Дневальный отвел нам правый край барака. Лебедева он усек мгновенно и предложил топчан, похожий на кровать. Я один среди уголовников. Что будет? Решаю: с волками жить — по-волчьи выть. Нет, я не стал ни вором, ни фармазоном (аферистом), ни картежником, но и в обиду себя не давал. В шалмане я наблюдал множество изломанных судеб, жестокость и сентиментальность, уживающиеся в одной душе, безжалостность и участливые слезы при рассказе «душещипательных романов». Я видел, как делили и прятали краденое, как проигрывали в «буру» и в «штос» чужие шмотки; могли проиграть первого, кто пройдет за окном, и убить. Однажды были проиграны шинель и шапка начальника лагпункта. Постучался к нему в кабинет доходяга, долго пудрил мозги какими-то просьбами, даже слезу пустил, а когда начальник повернулся к телефону, доходяга исчез. Лишь спустя полчаса начальник спохватился, что ни шинели ни шапки на вешалке нет. Сколько ни искали, не нашли. Доходяга пух в изоляторе, а шинели не было. Пришлось начальнику выкупать собственную форму за пару буханок хлеба и десять дополнительных обедов для нашей бригады.

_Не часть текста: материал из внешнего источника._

PR #357, opened 2021-10-08
Implement just_void_or_done combinator

egorich239:


include/unifex/just_void_or_done.hpp
```diff
@@ -0,0 +1,96 @@
...
+#include <unifex/config.hpp>
+#include <unifex/blocking.hpp>
+#include <unifex/receiver_concepts.hpp>
+#include <unifex/sender_concepts.hpp>
+#include <unifex/std_concepts.hpp>
+
+#include <exception>
+#include <tuple>
+#include <type_traits>
+#include <utility>
```
ispeters, line 27: As you mentioned in person, you don't need all of these.

include/unifex/just_void_or_done.hpp
```diff
@@ -0,0 +1,96 @@
...
+struct _op {
+  struct type;
+};
+template <typename Receiver>
+using operation = typename _op<remove_cvref_t<Receiver>>::type;
+
+template <typename Receiver>
+struct _op<Receiver>::type {
+  bool is_void_;
+  UNIFEX_NO_UNIQUE_ADDRESS Receiver receiver_;
```
ispeters, line 44: I think you might get a smaller object if you reorder these members.  As far as I understand, `[[no_unique_address]]` allows the compiler to put subsequent members in trailing padding so, given that `sizeof(bool)` and `alignof(bool)` are both one, `is_void_` should fit into `receiver_`'s trailing padding if there is any.
```suggestion
  UNIFEX_NO_UNIQUE_ADDRESS Receiver receiver_;
  bool is_void_;
```

include/unifex/just_void_or_done.hpp
```diff
@@ -0,0 +1,96 @@
...
+  friend constexpr auto tag_invoke(tag_t<blocking>, const _sender&) noexcept {
+    return blocking_kind::always_inline;
+  }
+};
+}  // namespace _just_void_or_done
+
+namespace _just_void_or_done_cpo {
+inline const struct just_void_or_done_fn {
+  constexpr auto operator()(bool is_void) const noexcept {
+    return _just_void_or_done::_sender{is_void};
```
ispeters, line 88: I think the naming conventions here are that locals and members should be `camelCase`.
```suggestion
  constexpr auto operator()(bool isVoid) const noexcept {
    return _just_void_or_done::_sender{isVoid};
```

ispeters (changes requested):
Looks good, just a few nits.

include/unifex/just_void_or_done.hpp
```diff
@@ -0,0 +1,96 @@
...
+  template <template <typename...> class Variant>
+  using error_types = Variant<>;
+
+  static constexpr bool sends_done = true;
+
+  // clang-format off
+  UNIFEX_TEMPLATE(typename This, typename Receiver)
+      (requires same_as<remove_cvref_t<This>, _sender> UNIFEX_AND
+          receiver<Receiver>)
+  friend auto tag_invoke(tag_t<connect>, This&& that, Receiver&& r) noexcept {
```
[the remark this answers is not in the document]
egorich239: yeah, I overloooked this move-ctor, you're right... I'll fix it.

include/unifex/just_void_or_done.hpp
```diff
@@ -0,0 +1,94 @@
...
+
+  static constexpr bool sends_done = true;
+
+  // clang-format off
+  UNIFEX_TEMPLATE(typename This, typename Receiver)
+      (requires same_as<remove_cvref_t<This>, _sender> UNIFEX_AND
+          receiver<Receiver>)
+  friend auto tag_invoke(tag_t<connect>, This&& that, Receiver&& r)
+      noexcept(std::is_nothrow_move_constructible_v<Receiver>) {
+    return operation<Receiver>{static_cast<Receiver&&>(r), that.isVoid_};
```
ispeters, line 73: I don't think you're benefiting from preserving the value category of the passed-in sender here; regardless, you're going to copy the `bool`.  Given that, I'd simplify the declaration to take the sender by value.

```suggestion
  UNIFEX_TEMPLATE(typename Receiver)
      (requires receiver<Receiver>)
  friend auto tag_invoke(tag_t<connect>, _sender s, Receiver&& r)
      noexcept(std::is_nothrow_move_constructible_v<Receiver>) {
    return operation<Receiver>{static_cast<Receiver&&>(r), s.isVoid_};
```

include/unifex/just_void_or_done.hpp
```diff
@@ -0,0 +1,94 @@
...
+  // clang-format on
+
+  friend constexpr auto tag_invoke(tag_t<blocking>, const _sender&) noexcept {
+    return blocking_kind::always_inline;
+  }
+};
+}  // namespace _just_void_or_done
+
+namespace _just_void_or_done_cpo {
+inline const struct just_void_or_done_fn {
```
ispeters, line 84: I think you can use `constexpr` here.

```suggestion
constexpr struct just_void_or_done_fn {
```

include/unifex/just_void_or_done.hpp
egorich239: Indeed, I overlooked that

ispeters:
Looks like the failures in macOS Clang Optimised (C++20) exist at the head of `unstable` as is and you didn't introduce them so I'm going to merge what you've got here.

PR #361, opened 2021-10-15
Add detach on cancel

jesswong:


include/unifex/detach_on_cancel.hpp
```diff
@@ -0,0 +1,172 @@
...
+      }
+    }
+  };
+
+  struct type final {
+    type(UpstreamSender&& s, DownstreamReceiver&& r)
+      : receiver_(std::move(r))
+      , state_(new detached_state(this, (UpstreamSender &&) s)){};
+
+    friend auto tag_invoke(tag_t<unifex::start>, typename operation_state<UpstreamSender, DownstreamReceiver>::type& op) noexcept {
```
lewissbaker, line 41: `start()` always returns `void` so could use `void` return-type here instead of `auto`.

include/unifex/detach_on_cancel.hpp
```diff
@@ -0,0 +1,172 @@
...
+        op->callback_.destruct();
+        unifex::set_done(std::move(op->receiver_));
+      }
+    }
+  };
+
+  struct type final {
+    type(UpstreamSender&& s, DownstreamReceiver&& r)
+      : receiver_(std::move(r))
+      , state_(new detached_state(this, (UpstreamSender &&) s)){};
```
lewissbaker, line 39: Prefer to use `std::make_unique` instead of raw `operator new`.

include/unifex/detach_on_cancel.hpp
```diff
@@ -0,0 +1,172 @@
...
+        callback_;
+    std::unique_ptr<detached_state> state_;
+  };
+};
+
+template <typename UpstreamSender, typename DownstreamReceiver>
+struct operation_state<UpstreamSender, DownstreamReceiver>::_receiver final {
+  auto tryGetOp() noexcept {
+    // if cancellation won, parentOp_ would be null at this point
+    // see line24
```
lewissbaker, line 60: nit: Can we refer to a particular function name instead of line number?
line number references are likely to quickly go out of date as code is modified.

include/unifex/detach_on_cancel.hpp
```diff
@@ -0,0 +1,172 @@
...
+      template <typename...>
+      class Variant,
+      template <typename...>
+      class Tuple>
+  using value_types =
+      typename sender_traits<Sender>::template value_types<Variant, Tuple>;
+
+  template <template <typename...> class Variant>
+  using error_types =
+      typename sender_traits<Sender>::template error_types<Variant>;
```
lewissbaker, line 135: I think you also need to make sure that `std::exception_ptr` is added to the list of errors since you are catching exceptions and calling `set_error()` with `std::current_exception()`.

include/unifex/detach_on_cancel.hpp
```diff
@@ -0,0 +1,172 @@
...
+  struct detached_state;
+
+  struct cancel_callback final {
+    detached_state* state_;
+
+    void operator()() noexcept {
+      auto* op = state_->parentOp_.exchange(nullptr);
+      if (op != nullptr) {
+        // We won the race for cancellation
+        op->state_->stopSource_.request_stop();
```
lewissbaker, line 27: I think this call may need to be performed before the call to `state_->parentOp_->exchange()` above.
As soon as you have exchanged the parentOp with null it's possible that the operation may complete concurrently on another thread, see that parentOp is now null and then destroy the detached_state object (which means this call might be made on a dangling pointer).

If you move it before the call to `exchange()` above then if the operation completes concurrently on another thread then if it sees a null parentOp it will be safe to destroy, or if it sees a non-null parentOp it will then call .destruct() on the callback which will block waiting for the cancel callback to complete (and thus the call to `stopSource_.request_stop()` will have returned and won't be operating on a dangling object).

include/unifex/detach_on_cancel.hpp
```diff
@@ -0,0 +1,172 @@
...
+struct operation_state {
+  struct _receiver;
+
+  struct detached_state;
+
+  struct cancel_callback final {
+    detached_state* state_;
+
+    void operator()() noexcept {
+      auto* op = state_->parentOp_.exchange(nullptr);
```
lewissbaker, line 24: Use `std::memory_order_acq_rel` here.

include/unifex/detach_on_cancel.hpp
```diff
@@ -0,0 +1,172 @@
...
+    std::unique_ptr<detached_state> state_;
+  };
+};
+
+template <typename UpstreamSender, typename DownstreamReceiver>
+struct operation_state<UpstreamSender, DownstreamReceiver>::_receiver final {
+  auto tryGetOp() noexcept {
+    // if cancellation won, parentOp_ would be null at this point
+    // see line24
+    auto* op = state_->parentOp_.exchange(nullptr);
```
lewissbaker, line 61: Use `std::memory_order_acq_rel` here.

include/unifex/detach_on_cancel.hpp
```diff
@@ -0,0 +1,172 @@
...
+  template <template <typename...> class Variant>
+  using error_types =
+      typename sender_traits<Sender>::template error_types<Variant>;
+
+  static constexpr bool sends_done = true;
+
+  friend constexpr auto
+  tag_invoke(tag_t<blocking>, const type& sender) noexcept {
+    return blocking(sender.upstreamSender_);
+  }
```
lewissbaker, line 142: I think this can potentially complete inline in the case that stop has been requested.
So if `blocking(upstreamSender)` returns `never` then you should return `maybe`, otherwise you can just return `blocking(upstreamSender)`.

include/unifex/detach_on_cancel.hpp
```diff
@@ -0,0 +1,172 @@
...
+
+  template(typename This, typename Receiver)(requires same_as<remove_cvref_t<This>, type> AND
+  receiver<Receiver>)
+  friend auto tag_invoke(
```
lewissbaker, line 146: A possible future improvement here would be to specialise this for the case where the receiver's stop-token is unstoppable, in which case you could just call through to `connect(upstreamSender, receiver)` since a stop-request will never be made and so you don't need the overhead of the detachable_state.

include/unifex/detach_on_cancel.hpp
```diff
@@ -0,0 +1,172 @@
...
+  }
+};
+}  // namespace _detach_on_cancel
+
+namespace detach_on_cancel_impl {
+inline constexpr struct detach_on_cancel_fn {
+  template(typename Sender)(requires sender<Sender>) constexpr auto
+  operator()(Sender&& sender) const noexcept(
+      is_nothrow_constructible_v<_detach_on_cancel::sender<remove_cvref_t<Sender>>, Sender>)
+      -> _detach_on_cancel::sender<Sender> {
```
lewissbaker, line 161: Return type here doesn't match the actual type you're returning.
Should be `_detach_on_cancel::sender<remove_cvref_t<Sender>>`

include/unifex/detach_on_cancel.hpp
```diff
@@ -0,0 +1,172 @@
...
+  }
+
+  template(typename This, typename Receiver)(requires same_as<remove_cvref_t<This>, type> AND
+  receiver<Receiver>)
+  friend auto tag_invoke(
+      tag_t<unifex::connect>,
+      This&& s,
+      Receiver&&
+          r) noexcept(false) {
+    return typename operation_state<Sender, Receiver>::type{((This &&) s).upstreamSender_, (Receiver &&) r};
```
lewissbaker, line 151: I think this should be `operation_state<Sender, remove_cvref_t<Receiver>>`.
Or alternatively, the data-member in the operation-state should be:
```
remove_cvref_t<DownstreamReceiver> receiver_;
```

include/unifex/detach_on_cancel.hpp
```diff
@@ -0,0 +1,204 @@
...
+
+  struct detached_state;
+
+  struct cancel_callback final {
+    detached_state* state_;
+
+    void operator()() noexcept {
+      if (state_ != nullptr) {
+        state_->stopSource_.request_stop();
+      }
```
ispeters, line 43: I don't see a way for `state_` to ever be `nullptr`.
```suggestion
      state_->stopSource_.request_stop();
```

include/unifex/detach_on_cancel.hpp
```diff
@@ -0,0 +1,204 @@
...
+
+  static constexpr bool sends_done = true;
+
+  friend constexpr auto
+  tag_invoke(tag_t<blocking>, const type& sender) noexcept {
+    auto block_value = blocking(sender.upstream_sender_);
+    if (block_value == _block::_enum::never) {
+      return _block::_enum::maybe;
+    }
+    return block_value;
```
ispeters, line 176: This isn't _quite_ right, because `blocking(sender.upstream_sender_)` might return an instance of `std::integral_constant` rather than an instance of `unifex::blocking`.  I think you need something like this:
```suggestion
    if constexpr (same_as<blocking_kind, decltype(blocking(sender.upstream_sender_))>) {
      // the sender returns a runtime-determined blocking_kind
      blocking_kind blockValue = blocking(sender.upstream_sender_);
      if (blockValue == blocking_kind::never) {
        blockValue = blocking_kind::maybe;
      }
      return blockValue;
    }
    else if constexpr (blocking_kind::never == cblocking<Sender>()) {
      // the sender always returns never
      return blocking_kind::maybe;
    }
    else {
      return cblocking<Sender>();
    }      
```
You may need @ericniebler's eyes on this one.

ispeters (commented):
Looking good; just a couple of nits from me.

include/unifex/detach_on_cancel.hpp
```diff
@@ -0,0 +1,212 @@
...
+        op->callback_.destruct();
+        unifex::set_done(std::move(op->receiver_));
+      }
+    }
+  };
+
+  struct type final {
+    type(UpstreamSender&& s, DownstreamReceiver&& r)
+      : receiver_(std::move(r))
+      , state_(std::make_unique<detached_state>(this, (UpstreamSender &&) s)){};
```
lewissbaker, line 56: Semicolon not needed at end of line here.

include/unifex/detach_on_cancel.hpp
```diff
@@ -0,0 +1,212 @@
...
+
+    friend void tag_invoke(
+        tag_t<unifex::start>,
+        typename operation_state<UpstreamSender, DownstreamReceiver>::type&
```
lewissbaker, line 60: Should be able to simplify parameter type to just `type&`.

include/unifex/detach_on_cancel.hpp
```diff
@@ -0,0 +1,212 @@
...
+  detached_state* state_;
+};
+
+template <typename UpstreamSender, typename DownstreamReceiver>
+struct operation_state<UpstreamSender, DownstreamReceiver>::detached_state
+    final {
+  detached_state(
+      typename operation_state<UpstreamSender, DownstreamReceiver>::type* op,
+      UpstreamSender&&
+          s) noexcept(is_nothrow_connectable_v<UpstreamSender, _receiver>)
```
lewissbaker, line 128: Some weird formatting that breaks a single-character parameter name onto a separate line here.
clang-format's just being weird?

include/unifex/detach_on_cancel.hpp
```diff
@@ -0,0 +1,212 @@
...
+    : parentOp_(op)
+    , childOp_(connect(std::move(s), _receiver{this})){};
```
lewissbaker, line 130: Semicolon not necessary after constructor function body.

include/unifex/detach_on_cancel.hpp
```diff
@@ -0,0 +1,212 @@
...
+      // the sender always returns never
+      return blocking_kind::maybe;
+    } else {
+      return cblocking<Sender>();
+    }
+  }
+
+  template(typename This, typename Receiver)(
+      requires same_as<remove_cvref_t<This>, type> AND receiver<
+          Receiver>) friend auto tag_invoke(tag_t<unifex::connect>, This&& s, Receiver&& r) noexcept(false) {
```
lewissbaker, line 189: You can get slightly better clang-formatting of the template/requires macros by putting an empty comment at the end of a line to force clang-format to insert a line-break there.
e.g.
```
template(typename This, typename Receiver) //
  (requires same_as<remove_cvref_t<This>, type> AND receiver<Receiver) //
  friend auto tag_invoke(....)
```

include/unifex/detach_on_cancel.hpp
```diff
@@ -0,0 +1,212 @@
...
+    } else if constexpr (blocking_kind::never == cblocking<Sender>()) {
+      // the sender always returns never
+      return blocking_kind::maybe;
+    } else {
+      return cblocking<Sender>();
+    }
+  }
+
+  template(typename This, typename Receiver)(
+      requires same_as<remove_cvref_t<This>, type> AND receiver<
```
lewissbaker, line 188: We should also consider constraining this method to require that `member_t<This, Sender>` is connectable to `operation_state<...>::_receiver` using the `sender_to` concept check.

PR #363, opened 2021-10-21
Add done_as_optional per P2300

ericniebler:


include/unifex/done_as_optional.hpp
```diff
@@ -0,0 +1,58 @@
...
+ */
+#pragma once
+
+#include <optional>
+
+#include <unifex/config.hpp>
+#include <unifex/then.hpp>
+#include <unifex/let_done.hpp>
+#include <unifex/just.hpp>
+#include <unifex/sender_concepts.hpp>
```
lewissbaker, line 24: Missing include of `<unifex/type_traits.hpp>` for `non_void_t`

include/unifex/done_as_optional.hpp
```diff
@@ -0,0 +1,58 @@
+/*
```
lewissbaker, line 1: Add docs to `doc/api_reference.md`?

include/unifex/sender_concepts.hpp
```diff
@@ -356,6 +356,30 @@ template <typename Sender>
 constexpr bool is_sender_nofail_v =
     sender_error_types_t<Sender, is_empty_list>::value;
 
-} // namespace unifex
+/// \cond
+namespace _single_sender {
+template <typename... Types>
+using _is_single_valued_tuple = std::bool_constant<1 >= sizeof...(Types)>;
```
lewissbaker, line 362: Does `std::bool_constant<1 >= sizeof...(Types)>` need parentheses around bool expression to avoid it being parsed incorrectly?

include/unifex/done_as_optional.hpp
ericniebler: OK, but it'll be quick and dirty.

PR #369, opened 2021-11-04
Make sync_wait a proper CPO.

egorich239:
The `sync_wait` CPO by default defers to `sync_wait_r</*deduced-type*/>` which matches the preexisting behavior. Overriding `sync_wait_r<T>` hence by default is enough to consistently customize the behavior of both algorithms.

As an aside I matched piped API of sync_wait and sync_wait_r.

### DIFF
--- a/include/unifex/sync_wait.hpp
+++ b/include/unifex/sync_wait.hpp
@@ -140,32 +140,23 @@ std::optional<Result> _impl(Sender&& sender) {
 }
 } // namespace _sync_wait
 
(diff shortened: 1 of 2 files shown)


AnujYamdagni:
We're doing repo cleanup - Can you add more information in your summary about the motivation behind this PR?

LeeHowes:
The POR is that we don't want pipe syntax for sync_wait, so that aspect of this we shouldn't merge.

PR #372, opened 2021-11-05
Make unifex::async_scope::spawn return a unifex::future<>

ispeters:
This diff changes `unifex::async_scope::spawn(Sender auto)` to return a
new type, `unifex::future<...>`.  `future<>` is a _Sender_ that completes
with the result of the _Sender_ given to `spawn`.


ispeters:
Squashing and merging so we can start using this internally; I'll re-up this PR as a PR against `main` and we can do a proper review there.

PR #373, opened 2021-11-07
Fix compile issue related to io_uring

adevress:
Fix a compilation problem when using liburing support related to a change of layout in a io_uring struct (remove padding). Adapted the usage accordingly.

### DIFF
--- a/.github/workflows/libunifex-ci.yml
+++ b/.github/workflows/libunifex-ci.yml
@@ -83,6 +83,22 @@ jobs:
             cmake_args: "-D CMAKE_CXX_STANDARD:STRING=20 -D CMAKE_CXX_FLAGS:STRING=-fcoroutines"
           }
         - {
+            name: "Linux GCC 10 Debug (C++20) w/coroutines w/liburing", artifact: "Linux.tar.xz",
+            os: ubuntu-latest,
+            build_type: Debug,
+            io_sys: io_uring,            
+            cc: "gcc-10", cxx: "g++-10",
+            cmake_args: "-D CMAKE_CXX_STANDARD:STRING=20 -D CMAKE_CXX_FLAGS:STRING=-fcoroutines"
+          }
+        - {
+            name: "Linux GCC 10 Optimised (C++20) w/coroutines w/liburing", artifact: "Linux.tar.xz",
+            os: ubuntu-latest,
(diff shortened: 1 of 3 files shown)


ispeters:
This seems like a good idea, and the change looks like it does what you intend, but I don't really understand the consequences outside the library.

Does this cause backwards-compatibility concerns depending on the version of Linux in use?

williamspatrick:
> Does this cause backwards-compatibility concerns depending on the version of Linux in use?

I don't believe it would cause any backwards-compatibility issues.  It is on io_uring to maintain forward and backwards compatibility at a kernel ABI level.  The io_uring library itself can't know at compile time which kernel version it will be running against.  They have done this by having these unused "pad" words in the structure and as they add additional options / features they start to consume the pad.

The change proposed here does not add or remove any initialization but instead switches to "initialize the whole structure to zero" model of initialization.  This is actually *more* forward / backwards compatible because we're now ensuring everything is set to zero even if it was unused in a previous version of the io_uring API/ABI.

Again, it is on io_uring to ensure the ABI is stable at a kernel level, so I don't think there is anything for us to worry about here.  If they change the ABI enough to use all the padding up and need more, they'll have to introduce a new structure (and likely API) to accommodate.

.github/workflows/libunifex-ci.yml
```diff
@@ -82,6 +82,22 @@ jobs:
             cc: "gcc-10", cxx: "g++-10",
             cmake_args: "-D CMAKE_CXX_STANDARD:STRING=20 -D CMAKE_CXX_FLAGS:STRING=-fcoroutines"
           }
+        - {
+            name: "Linux GCC 10 Debug (C++20) w/coroutines w/liburing", artifact: "Linux.tar.xz",
```
williamspatrick, line 86: I do wonder how many various combinations here we realistically need to support for CI.  I'd be fine if we condense this down into a single `w/coroutines` mode.

Might as well get this commit in as-is though to resolve the compile issues.

williamspatrick (approved):
LGTM.  I'm running into this compile issue as well, so I'd appreciate it being merged!

ispeters (approved):
Looks good and my compatibility concerns have been addressed so let's stamp this.

PR #375, opened 2021-11-12
fix non-virtual destructor warnings

williamspatrick:
When compiling the coroutine_stream_consumer example with
-Werror, I observed errors such as:

```
    ... has accessible non-virtual destructor [-Werror=non-virtual-dtor]
    220 |         struct concrete_receiver final : next_receiver_base {
```

Fix these by adding default virtual destructors to all base structures
which define virtual functions.

Signed-off-by: Patrick Williams <patrick@stwcx.xyz>

### DIFF
--- a/include/unifex/stop_immediately.hpp
+++ b/include/unifex/stop_immediately.hpp
@@ -179,6 +179,11 @@ struct _stream<SourceStream, Values...>::type {
         }
       }
 
+      if (oldState == state::cleanup_completed) {
+          // Cleanup was already completed elsewhere.
+          return;
+      }
+
       // Otherwise, cleanup() was requested before this operation completed.
       // We are responsible for starting cleanup now that next() has finished.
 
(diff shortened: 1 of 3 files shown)


ericniebler:
A better fix would be to eliminate all uses of `virtual` in libunifex.

williamspatrick:
> A better fix would be to eliminate all uses of `virtual` in libunifex.

Can you give me some pointers on how that would be done?

You'll see that I just pushed up another commit to this PR which includes what looks like a terrible hack.  When I added the proper virtual destructors, it aggravated failures in GCC in anything using `stop_immediately` because the destructor on the `cleanup_operation_base` ends up being called twice.

I think if we were to eliminate `virtual` here it would at least make GCC happier w.r.t. missing virtual function calls, but we'd still have the behavior of calling the destructor twice.  Isn't that UB?

williamspatrick:
> > A better fix would be to eliminate all uses of `virtual` in libunifex.
> 
> Can you give me some pointers on how that would be done?

I’m guessing the answer here is something involving tag_invoke.  I’ve read through P1895 and the implementations of `any_unique`/`any_ref` here.  What I don’t understand yet is how this can be leveraged to remove the virtual base class `cleanup_operation_base`.  

The primary usage of this is as a pointer that is updated to point to a cleanup operation depending on state.  Value semantics don’t work for this as the cleanup operation is already held elsewhere as well and any_ref can’t hold a `nullptr`.  Do we need an `any_ptr`?

ericniebler:
In most of the library, runtime polymorphic behavior is implemented with function pointers. It's more work, but the added benefit is that it doesn't generate RTTI that bloats the binary.

williamspatrick:
I'm going to close this PR and open a separate one which starts on the removal of virtual.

Вечерами прибегала в шалман косоглазенькая цыганочка. Ее таскали то в один, то в другой угол, она никому не отказывала в своих ласках за пайку хлеба или шкварку сальца, украденного из торбы работяги. На короткие гастроли забегали и более пристойные шалашовки — к «своим мужикам». Нагляделся и наслушался я в шалмане такого, что нигде больше не увидишь и не услышишь.
И я, рассказывая «романы», бесстыдно врал и фантазировал. Украшал «романы» роскошными дворцами и женщинами неземной красы, влюбленными в грабителей, тайными встречами на сказочных курортах и шикарных виллах. У моих благодарных слушателей аж слюнки текли от удовольствия. Но иногда до отбоя читал стихи. Слушая «Мцыри» или есенинское «Письмо к матери», некоторые не стыдясь вытирали слезы, а потом, чтоб прикрыть минутную растроганность, давали высшую оценку: «Вот в рот ёдом мазаный хватает за душу, выворачивает, как чулок. А Есенина часто менты забирали? Свой был кореш, а писа-ал-то как!» Тогда я менял репертуар на «Библию» Крапивы. Понимали белорусский текст и дружно хохотали. Так я заслужил право на неприкосновенность, уважение и даже некоторую поблажку.
В нашей бригаде были урки, побывавшие в бегах, рецидивисты, «тяжеловесные» преступники, и оттого она считалась режимной и имела определенные преимущества. Режимников, например, не выводили из зоны, пока не рассветет окончательно, с погрузки снимали с началом сумерек. Все вкалывают, а мы возвращаемся с работы. Обыкновенные бригады день пилят, с подачей порожняка ночь грузят напролет, потом их отведут в зону позавтракать, дадут час погреться в бараке — и вновь на повал.
Бригада Лебедева ходила в передовых. Пока не было вагонов работяги готовили фронт погрузки — подтаскивали дрова поближе к рельсам. А наши архаровцы тем временем «давили романишки» или рылись в чужих торбах. Но прибывал порожняк, и они захватывали чужую подготовку, грозили бригадиру работяг топором и скоренько загружали вагоны. Были в нашей бригаде и большие мастера туфты. Как это делалось, рассказывать не буду, чтоб невзначай никого не научить этому мошенническому методу в нынешнее время. Скажу лишь, что вагоны уходили наполовину пустыми.
Начальство на это закрывало глаза. Ему было выгодно, что на складе остаются сотни кубометров, которые уже «поехали», но только в накладных. Было это на руку и грузчикам, что разгружали наши составы. В благодарность они присылали в порожних вагонах махорку с записками: «Братцы, давайте побольше туфты».
Ни один дневальный не пускал «лебедевцев» в свой барак. «Куда прёшься, ворюга? Я тебе пошастаю тут!» — так встречал дневальный из бригады Кувшинова и меня. В ней работал мой институтский товарищ и друг по несчастью Миша Плащинский. «Гляди мне, Плащинский,— говорил ему дневальный,— если что пропадет, будешь отвечать. Нашел себе дружка из шалмана… Институтский, говоришь, товарищ? Так он, видать, и воровскую академию кончил!»